Each line of the material holding the word "FileInfo" must be identified and copied.
++++ Input records ++++
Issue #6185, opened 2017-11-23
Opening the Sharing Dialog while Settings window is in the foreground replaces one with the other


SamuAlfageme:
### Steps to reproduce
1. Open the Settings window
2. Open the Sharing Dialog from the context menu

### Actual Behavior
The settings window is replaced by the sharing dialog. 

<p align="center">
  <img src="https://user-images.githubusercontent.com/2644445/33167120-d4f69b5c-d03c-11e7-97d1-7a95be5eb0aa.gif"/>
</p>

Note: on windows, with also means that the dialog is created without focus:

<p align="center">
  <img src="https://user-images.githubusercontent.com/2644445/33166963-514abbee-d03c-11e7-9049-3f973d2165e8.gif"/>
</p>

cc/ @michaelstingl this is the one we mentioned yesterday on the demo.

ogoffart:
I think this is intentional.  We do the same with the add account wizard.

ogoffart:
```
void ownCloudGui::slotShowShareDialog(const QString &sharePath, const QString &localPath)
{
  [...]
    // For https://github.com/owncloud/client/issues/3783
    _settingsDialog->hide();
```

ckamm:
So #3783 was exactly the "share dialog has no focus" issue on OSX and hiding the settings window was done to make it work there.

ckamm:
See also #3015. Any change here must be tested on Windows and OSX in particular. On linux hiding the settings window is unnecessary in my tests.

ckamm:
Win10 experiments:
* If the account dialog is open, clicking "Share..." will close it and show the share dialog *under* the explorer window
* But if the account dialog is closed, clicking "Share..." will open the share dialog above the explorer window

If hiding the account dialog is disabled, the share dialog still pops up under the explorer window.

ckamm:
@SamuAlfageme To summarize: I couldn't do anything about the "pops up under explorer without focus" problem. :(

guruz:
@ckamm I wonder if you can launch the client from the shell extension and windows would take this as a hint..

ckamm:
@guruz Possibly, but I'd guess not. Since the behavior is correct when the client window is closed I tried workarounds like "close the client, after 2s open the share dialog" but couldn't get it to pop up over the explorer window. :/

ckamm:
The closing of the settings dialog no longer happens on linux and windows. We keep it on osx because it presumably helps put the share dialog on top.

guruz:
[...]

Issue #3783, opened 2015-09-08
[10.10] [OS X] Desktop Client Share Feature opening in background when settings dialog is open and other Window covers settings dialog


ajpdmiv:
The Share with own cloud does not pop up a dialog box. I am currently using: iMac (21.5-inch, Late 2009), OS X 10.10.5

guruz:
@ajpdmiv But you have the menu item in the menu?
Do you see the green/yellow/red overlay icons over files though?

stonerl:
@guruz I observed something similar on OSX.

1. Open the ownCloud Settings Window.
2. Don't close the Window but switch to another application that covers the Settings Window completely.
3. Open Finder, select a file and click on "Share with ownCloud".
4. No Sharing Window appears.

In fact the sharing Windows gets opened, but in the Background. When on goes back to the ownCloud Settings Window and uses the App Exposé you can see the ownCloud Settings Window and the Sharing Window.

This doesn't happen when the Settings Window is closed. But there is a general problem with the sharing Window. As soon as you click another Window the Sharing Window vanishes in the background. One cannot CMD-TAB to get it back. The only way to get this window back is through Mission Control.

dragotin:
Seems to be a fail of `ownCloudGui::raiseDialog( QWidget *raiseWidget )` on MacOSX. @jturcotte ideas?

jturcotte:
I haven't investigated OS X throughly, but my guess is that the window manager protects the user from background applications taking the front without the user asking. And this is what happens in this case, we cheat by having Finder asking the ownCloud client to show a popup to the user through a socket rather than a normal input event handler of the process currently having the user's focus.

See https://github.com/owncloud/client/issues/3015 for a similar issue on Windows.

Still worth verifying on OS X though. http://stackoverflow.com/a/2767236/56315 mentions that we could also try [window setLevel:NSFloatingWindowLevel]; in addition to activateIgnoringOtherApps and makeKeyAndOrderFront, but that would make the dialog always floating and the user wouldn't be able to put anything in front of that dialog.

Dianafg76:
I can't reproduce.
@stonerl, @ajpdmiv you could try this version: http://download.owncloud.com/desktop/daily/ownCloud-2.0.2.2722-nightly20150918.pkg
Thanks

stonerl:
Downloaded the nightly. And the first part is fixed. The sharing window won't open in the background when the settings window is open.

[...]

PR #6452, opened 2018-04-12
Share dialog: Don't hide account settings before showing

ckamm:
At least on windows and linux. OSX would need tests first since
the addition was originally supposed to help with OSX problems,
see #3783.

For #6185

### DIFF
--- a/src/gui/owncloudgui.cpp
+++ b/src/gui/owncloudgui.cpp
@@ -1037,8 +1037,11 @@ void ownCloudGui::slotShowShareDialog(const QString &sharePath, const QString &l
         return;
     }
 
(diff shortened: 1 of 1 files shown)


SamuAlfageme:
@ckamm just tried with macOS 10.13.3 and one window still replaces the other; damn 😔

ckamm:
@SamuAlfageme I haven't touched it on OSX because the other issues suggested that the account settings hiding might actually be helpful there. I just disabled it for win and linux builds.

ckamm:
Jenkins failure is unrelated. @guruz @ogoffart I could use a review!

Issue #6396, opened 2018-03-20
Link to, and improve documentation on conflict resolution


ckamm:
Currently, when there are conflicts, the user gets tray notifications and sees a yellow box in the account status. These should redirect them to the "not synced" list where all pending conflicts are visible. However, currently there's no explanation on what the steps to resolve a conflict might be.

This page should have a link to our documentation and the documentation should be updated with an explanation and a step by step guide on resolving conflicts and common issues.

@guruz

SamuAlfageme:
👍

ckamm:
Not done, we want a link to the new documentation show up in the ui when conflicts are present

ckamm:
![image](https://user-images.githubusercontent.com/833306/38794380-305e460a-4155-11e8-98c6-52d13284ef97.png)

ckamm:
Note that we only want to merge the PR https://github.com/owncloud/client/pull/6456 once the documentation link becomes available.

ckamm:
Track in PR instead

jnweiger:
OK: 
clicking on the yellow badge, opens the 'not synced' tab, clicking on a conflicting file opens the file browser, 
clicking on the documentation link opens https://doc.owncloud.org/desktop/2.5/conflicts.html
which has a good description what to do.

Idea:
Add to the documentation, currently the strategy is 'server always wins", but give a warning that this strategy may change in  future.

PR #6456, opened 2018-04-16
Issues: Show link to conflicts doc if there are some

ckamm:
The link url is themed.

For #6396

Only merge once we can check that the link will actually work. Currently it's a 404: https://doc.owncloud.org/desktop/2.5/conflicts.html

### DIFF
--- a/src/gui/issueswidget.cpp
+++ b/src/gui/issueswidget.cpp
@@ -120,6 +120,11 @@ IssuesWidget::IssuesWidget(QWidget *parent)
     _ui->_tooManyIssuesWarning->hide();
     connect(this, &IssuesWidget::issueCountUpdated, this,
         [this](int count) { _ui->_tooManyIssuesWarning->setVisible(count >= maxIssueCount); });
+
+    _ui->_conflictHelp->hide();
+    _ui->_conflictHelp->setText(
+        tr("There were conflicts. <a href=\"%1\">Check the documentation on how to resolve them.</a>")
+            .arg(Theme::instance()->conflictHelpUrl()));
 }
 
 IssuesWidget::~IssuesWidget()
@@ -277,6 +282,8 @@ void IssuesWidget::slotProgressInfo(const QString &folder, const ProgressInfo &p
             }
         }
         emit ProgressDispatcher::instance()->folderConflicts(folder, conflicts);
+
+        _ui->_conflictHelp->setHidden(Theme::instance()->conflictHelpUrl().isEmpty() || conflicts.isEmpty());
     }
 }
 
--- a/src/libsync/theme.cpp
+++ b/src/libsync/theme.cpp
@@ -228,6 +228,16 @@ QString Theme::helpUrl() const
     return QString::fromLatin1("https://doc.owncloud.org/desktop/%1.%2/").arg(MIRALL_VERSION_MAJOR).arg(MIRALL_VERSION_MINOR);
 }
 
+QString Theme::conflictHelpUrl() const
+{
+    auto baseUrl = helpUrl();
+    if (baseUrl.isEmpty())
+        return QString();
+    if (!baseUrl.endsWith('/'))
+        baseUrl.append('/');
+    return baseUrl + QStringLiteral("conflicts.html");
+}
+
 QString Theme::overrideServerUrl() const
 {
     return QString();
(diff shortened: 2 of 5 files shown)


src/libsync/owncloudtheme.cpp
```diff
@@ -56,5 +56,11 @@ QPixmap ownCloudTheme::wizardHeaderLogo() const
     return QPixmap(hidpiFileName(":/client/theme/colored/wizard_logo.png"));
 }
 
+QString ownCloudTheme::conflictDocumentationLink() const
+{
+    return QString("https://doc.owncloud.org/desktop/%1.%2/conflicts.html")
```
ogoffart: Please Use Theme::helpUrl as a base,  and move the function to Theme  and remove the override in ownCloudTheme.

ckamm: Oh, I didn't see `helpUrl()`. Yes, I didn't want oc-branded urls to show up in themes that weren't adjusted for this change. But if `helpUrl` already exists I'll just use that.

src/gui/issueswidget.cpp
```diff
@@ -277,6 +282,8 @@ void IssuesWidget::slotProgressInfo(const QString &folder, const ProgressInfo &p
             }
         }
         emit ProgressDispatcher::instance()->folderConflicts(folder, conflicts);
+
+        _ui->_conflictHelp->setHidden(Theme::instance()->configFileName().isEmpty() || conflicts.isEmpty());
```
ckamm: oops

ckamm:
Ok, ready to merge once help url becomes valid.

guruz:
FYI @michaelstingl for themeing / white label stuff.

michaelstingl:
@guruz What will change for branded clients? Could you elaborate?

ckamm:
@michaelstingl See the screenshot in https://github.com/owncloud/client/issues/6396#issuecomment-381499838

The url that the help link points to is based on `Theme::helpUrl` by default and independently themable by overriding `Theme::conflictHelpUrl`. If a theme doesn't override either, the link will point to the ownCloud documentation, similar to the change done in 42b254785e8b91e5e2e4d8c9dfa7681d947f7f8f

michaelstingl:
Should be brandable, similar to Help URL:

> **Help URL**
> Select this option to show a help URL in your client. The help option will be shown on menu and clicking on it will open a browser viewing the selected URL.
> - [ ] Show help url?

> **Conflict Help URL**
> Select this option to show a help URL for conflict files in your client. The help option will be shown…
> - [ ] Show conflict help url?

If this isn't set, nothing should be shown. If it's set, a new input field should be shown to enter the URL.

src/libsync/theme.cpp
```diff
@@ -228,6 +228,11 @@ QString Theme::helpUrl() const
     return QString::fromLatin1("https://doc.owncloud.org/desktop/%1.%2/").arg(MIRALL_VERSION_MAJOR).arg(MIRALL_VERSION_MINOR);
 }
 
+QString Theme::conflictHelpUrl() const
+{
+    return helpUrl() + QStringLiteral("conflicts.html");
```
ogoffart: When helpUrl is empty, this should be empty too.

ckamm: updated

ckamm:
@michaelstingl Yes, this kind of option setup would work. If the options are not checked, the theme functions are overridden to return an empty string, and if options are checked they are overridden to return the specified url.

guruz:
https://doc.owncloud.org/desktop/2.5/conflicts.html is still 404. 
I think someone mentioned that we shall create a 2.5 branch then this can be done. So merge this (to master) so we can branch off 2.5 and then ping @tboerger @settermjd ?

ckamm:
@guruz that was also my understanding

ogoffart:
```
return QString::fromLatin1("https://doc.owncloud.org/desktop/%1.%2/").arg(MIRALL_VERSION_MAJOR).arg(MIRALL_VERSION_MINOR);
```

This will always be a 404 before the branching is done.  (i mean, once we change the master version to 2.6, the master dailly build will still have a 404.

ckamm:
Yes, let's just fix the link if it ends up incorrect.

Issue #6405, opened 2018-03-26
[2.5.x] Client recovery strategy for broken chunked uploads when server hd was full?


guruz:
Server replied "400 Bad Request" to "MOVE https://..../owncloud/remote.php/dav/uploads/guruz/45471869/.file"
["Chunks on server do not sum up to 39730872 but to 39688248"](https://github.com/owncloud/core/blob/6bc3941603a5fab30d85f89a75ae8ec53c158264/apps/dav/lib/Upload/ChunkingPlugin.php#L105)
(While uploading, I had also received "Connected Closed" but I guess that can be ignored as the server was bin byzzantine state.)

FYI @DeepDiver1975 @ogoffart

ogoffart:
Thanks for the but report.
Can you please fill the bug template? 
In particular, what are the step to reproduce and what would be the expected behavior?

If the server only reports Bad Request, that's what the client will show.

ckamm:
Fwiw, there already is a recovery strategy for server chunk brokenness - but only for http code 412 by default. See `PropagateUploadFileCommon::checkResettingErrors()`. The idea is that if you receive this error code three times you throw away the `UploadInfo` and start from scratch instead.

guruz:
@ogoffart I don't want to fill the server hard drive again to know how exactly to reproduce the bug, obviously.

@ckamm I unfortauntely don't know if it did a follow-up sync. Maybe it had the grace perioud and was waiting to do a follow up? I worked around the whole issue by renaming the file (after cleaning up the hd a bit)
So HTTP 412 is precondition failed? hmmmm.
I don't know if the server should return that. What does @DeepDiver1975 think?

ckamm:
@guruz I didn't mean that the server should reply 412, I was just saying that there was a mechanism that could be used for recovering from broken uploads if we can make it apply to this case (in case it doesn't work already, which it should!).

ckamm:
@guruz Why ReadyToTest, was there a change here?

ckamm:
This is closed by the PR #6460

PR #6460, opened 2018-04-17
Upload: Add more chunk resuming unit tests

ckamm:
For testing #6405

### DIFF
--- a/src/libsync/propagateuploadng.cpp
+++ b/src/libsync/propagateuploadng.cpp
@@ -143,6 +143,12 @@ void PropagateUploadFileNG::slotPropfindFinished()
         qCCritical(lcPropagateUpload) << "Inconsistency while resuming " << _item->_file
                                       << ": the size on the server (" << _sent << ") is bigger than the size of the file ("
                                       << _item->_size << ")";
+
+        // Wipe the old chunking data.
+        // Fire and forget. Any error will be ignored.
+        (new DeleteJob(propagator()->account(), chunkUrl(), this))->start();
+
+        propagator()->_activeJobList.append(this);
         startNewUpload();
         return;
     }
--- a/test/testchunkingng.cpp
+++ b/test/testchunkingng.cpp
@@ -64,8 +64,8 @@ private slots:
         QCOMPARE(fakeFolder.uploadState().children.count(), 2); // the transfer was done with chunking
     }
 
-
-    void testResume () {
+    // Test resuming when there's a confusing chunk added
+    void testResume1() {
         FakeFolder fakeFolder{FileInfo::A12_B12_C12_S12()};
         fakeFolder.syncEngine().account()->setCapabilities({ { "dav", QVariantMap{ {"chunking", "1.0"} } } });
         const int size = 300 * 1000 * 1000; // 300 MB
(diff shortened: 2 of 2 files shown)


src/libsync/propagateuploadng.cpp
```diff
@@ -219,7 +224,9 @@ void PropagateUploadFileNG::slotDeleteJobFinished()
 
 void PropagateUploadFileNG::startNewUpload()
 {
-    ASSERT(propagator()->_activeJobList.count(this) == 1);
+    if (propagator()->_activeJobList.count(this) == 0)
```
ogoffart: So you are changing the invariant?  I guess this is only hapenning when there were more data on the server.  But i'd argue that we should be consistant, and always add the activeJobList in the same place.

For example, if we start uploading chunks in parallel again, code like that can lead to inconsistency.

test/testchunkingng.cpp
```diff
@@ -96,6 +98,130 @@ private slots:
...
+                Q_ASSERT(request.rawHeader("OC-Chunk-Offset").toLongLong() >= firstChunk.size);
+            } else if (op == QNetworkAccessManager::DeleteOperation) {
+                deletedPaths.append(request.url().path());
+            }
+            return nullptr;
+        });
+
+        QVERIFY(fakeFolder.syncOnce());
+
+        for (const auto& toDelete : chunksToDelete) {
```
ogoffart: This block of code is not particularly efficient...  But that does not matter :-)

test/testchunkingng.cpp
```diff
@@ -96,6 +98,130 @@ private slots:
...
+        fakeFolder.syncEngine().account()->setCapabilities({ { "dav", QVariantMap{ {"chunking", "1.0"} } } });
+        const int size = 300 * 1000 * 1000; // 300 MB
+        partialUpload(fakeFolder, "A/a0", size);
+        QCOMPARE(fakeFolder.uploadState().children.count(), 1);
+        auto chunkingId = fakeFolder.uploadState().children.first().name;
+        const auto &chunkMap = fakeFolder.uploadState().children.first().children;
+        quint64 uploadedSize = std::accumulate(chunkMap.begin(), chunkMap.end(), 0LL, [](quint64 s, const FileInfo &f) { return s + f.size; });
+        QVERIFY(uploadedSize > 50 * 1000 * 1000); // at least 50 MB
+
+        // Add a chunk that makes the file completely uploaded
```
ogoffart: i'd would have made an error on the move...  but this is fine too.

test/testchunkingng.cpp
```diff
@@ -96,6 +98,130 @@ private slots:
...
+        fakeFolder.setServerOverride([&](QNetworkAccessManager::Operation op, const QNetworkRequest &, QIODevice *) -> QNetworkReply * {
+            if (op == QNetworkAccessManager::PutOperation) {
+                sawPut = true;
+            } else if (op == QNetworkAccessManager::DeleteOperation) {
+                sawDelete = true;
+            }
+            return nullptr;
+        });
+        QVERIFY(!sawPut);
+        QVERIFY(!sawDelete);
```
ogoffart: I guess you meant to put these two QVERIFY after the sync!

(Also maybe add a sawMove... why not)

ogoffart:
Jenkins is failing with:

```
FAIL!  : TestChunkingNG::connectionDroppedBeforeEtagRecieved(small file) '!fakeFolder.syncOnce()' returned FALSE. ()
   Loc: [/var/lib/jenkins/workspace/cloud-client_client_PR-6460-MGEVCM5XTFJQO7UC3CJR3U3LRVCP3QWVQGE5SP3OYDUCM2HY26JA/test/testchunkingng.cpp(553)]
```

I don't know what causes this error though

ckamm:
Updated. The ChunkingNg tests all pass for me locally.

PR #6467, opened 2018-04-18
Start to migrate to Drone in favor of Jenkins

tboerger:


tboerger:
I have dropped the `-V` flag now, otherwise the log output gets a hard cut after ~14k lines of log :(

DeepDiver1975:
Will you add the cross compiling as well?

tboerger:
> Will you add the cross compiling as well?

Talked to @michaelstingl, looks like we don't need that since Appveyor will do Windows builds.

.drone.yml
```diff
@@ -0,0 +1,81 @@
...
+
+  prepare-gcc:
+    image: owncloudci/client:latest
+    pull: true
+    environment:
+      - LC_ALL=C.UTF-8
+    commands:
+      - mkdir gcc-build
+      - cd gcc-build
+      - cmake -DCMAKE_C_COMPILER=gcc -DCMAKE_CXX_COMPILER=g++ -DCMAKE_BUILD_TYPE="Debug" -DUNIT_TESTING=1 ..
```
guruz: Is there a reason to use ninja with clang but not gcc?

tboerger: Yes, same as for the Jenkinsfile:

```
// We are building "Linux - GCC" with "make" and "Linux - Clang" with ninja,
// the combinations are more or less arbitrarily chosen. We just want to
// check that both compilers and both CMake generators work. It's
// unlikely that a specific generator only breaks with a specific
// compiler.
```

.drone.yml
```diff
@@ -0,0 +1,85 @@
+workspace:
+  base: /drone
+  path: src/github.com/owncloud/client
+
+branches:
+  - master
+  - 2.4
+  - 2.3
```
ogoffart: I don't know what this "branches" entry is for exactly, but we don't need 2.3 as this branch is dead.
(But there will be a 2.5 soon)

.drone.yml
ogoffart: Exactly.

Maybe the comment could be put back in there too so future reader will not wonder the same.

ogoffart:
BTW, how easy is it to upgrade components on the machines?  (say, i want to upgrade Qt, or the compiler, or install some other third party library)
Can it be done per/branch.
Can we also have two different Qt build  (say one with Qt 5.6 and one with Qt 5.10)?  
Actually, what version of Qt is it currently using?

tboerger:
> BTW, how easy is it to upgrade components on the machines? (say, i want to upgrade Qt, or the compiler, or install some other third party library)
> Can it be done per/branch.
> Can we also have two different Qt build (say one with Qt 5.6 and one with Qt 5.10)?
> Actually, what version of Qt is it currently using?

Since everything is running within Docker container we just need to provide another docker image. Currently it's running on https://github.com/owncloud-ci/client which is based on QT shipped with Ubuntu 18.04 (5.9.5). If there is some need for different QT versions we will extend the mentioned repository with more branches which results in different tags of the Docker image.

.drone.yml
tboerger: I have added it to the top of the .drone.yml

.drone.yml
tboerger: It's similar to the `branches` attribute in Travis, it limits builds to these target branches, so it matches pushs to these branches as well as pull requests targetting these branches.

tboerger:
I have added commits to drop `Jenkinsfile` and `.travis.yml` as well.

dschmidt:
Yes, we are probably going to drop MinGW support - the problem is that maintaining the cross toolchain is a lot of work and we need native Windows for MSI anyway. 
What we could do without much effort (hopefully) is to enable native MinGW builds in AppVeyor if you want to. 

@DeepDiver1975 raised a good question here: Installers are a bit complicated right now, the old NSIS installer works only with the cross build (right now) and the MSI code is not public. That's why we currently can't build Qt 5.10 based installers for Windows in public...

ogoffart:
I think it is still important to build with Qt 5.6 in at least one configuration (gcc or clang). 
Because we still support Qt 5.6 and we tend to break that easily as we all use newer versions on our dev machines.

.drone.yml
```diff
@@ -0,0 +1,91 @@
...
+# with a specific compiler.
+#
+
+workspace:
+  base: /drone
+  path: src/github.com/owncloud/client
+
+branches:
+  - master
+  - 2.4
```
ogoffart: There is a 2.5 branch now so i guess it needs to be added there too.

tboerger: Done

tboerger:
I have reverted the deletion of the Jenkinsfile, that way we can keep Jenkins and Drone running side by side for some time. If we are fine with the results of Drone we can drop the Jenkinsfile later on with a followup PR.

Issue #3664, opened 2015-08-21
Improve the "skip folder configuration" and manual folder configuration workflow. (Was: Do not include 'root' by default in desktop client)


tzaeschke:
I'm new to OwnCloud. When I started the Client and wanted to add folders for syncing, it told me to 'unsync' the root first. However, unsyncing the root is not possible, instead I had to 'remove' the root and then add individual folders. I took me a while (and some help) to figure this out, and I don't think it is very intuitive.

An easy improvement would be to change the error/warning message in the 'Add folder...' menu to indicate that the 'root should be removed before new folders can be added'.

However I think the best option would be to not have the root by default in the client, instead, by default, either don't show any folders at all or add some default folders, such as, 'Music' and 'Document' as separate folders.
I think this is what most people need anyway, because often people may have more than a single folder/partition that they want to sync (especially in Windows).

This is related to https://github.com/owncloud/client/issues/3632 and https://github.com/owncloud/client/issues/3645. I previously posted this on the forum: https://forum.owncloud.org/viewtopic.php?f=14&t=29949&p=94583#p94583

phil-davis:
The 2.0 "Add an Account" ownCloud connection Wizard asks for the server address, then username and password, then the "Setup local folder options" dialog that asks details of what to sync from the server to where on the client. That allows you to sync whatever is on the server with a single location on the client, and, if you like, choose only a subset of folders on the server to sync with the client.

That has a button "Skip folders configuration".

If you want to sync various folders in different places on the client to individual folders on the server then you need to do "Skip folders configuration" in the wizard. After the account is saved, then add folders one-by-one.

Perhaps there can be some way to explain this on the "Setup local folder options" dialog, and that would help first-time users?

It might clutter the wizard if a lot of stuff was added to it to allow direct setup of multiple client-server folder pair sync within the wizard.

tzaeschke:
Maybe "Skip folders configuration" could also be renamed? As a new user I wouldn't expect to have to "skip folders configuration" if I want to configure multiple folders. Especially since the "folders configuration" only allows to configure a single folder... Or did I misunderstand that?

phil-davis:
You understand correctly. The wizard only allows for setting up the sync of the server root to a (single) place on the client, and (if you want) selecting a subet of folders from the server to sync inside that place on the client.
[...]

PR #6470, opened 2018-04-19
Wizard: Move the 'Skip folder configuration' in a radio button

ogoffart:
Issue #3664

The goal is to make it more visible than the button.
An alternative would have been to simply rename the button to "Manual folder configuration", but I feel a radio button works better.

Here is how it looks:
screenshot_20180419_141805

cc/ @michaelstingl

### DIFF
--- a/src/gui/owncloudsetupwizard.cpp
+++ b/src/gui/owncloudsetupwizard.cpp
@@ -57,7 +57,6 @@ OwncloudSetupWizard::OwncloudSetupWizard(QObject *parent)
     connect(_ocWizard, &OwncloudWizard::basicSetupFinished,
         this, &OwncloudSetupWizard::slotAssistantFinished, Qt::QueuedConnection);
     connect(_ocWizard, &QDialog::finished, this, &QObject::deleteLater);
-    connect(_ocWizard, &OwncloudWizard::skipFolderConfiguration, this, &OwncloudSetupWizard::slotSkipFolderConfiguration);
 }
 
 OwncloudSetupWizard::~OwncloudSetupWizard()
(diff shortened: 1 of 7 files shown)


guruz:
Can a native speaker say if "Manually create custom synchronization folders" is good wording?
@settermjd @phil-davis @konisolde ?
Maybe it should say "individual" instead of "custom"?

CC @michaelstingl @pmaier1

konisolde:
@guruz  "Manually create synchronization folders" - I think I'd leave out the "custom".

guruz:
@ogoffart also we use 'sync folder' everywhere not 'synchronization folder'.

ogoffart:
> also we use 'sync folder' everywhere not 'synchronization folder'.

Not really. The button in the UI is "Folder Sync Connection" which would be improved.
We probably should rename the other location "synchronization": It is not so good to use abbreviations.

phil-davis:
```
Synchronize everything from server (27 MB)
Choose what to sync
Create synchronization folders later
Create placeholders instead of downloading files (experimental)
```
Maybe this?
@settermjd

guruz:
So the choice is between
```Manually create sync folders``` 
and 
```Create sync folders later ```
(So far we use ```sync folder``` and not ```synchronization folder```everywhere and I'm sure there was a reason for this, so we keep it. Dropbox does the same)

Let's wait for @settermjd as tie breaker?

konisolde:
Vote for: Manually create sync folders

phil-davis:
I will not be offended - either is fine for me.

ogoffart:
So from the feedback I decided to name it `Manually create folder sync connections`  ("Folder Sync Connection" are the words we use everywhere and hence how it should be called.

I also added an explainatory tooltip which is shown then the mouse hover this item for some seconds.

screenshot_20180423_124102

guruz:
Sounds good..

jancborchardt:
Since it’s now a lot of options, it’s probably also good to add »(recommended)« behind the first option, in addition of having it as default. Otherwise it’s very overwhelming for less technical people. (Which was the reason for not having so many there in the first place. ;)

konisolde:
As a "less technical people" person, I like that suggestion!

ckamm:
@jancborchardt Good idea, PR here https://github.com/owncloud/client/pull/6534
++++
**Answer box:**
         FakeFolder fakeFolder{FileInfo::A12_B12_C12_S12()};
+        quint64 uploadedSize = std::accumulate(chunkMap.begin(), chunkMap.end(), 0LL, [](quint64 s, const FileInfo &f) { return s + f.size; });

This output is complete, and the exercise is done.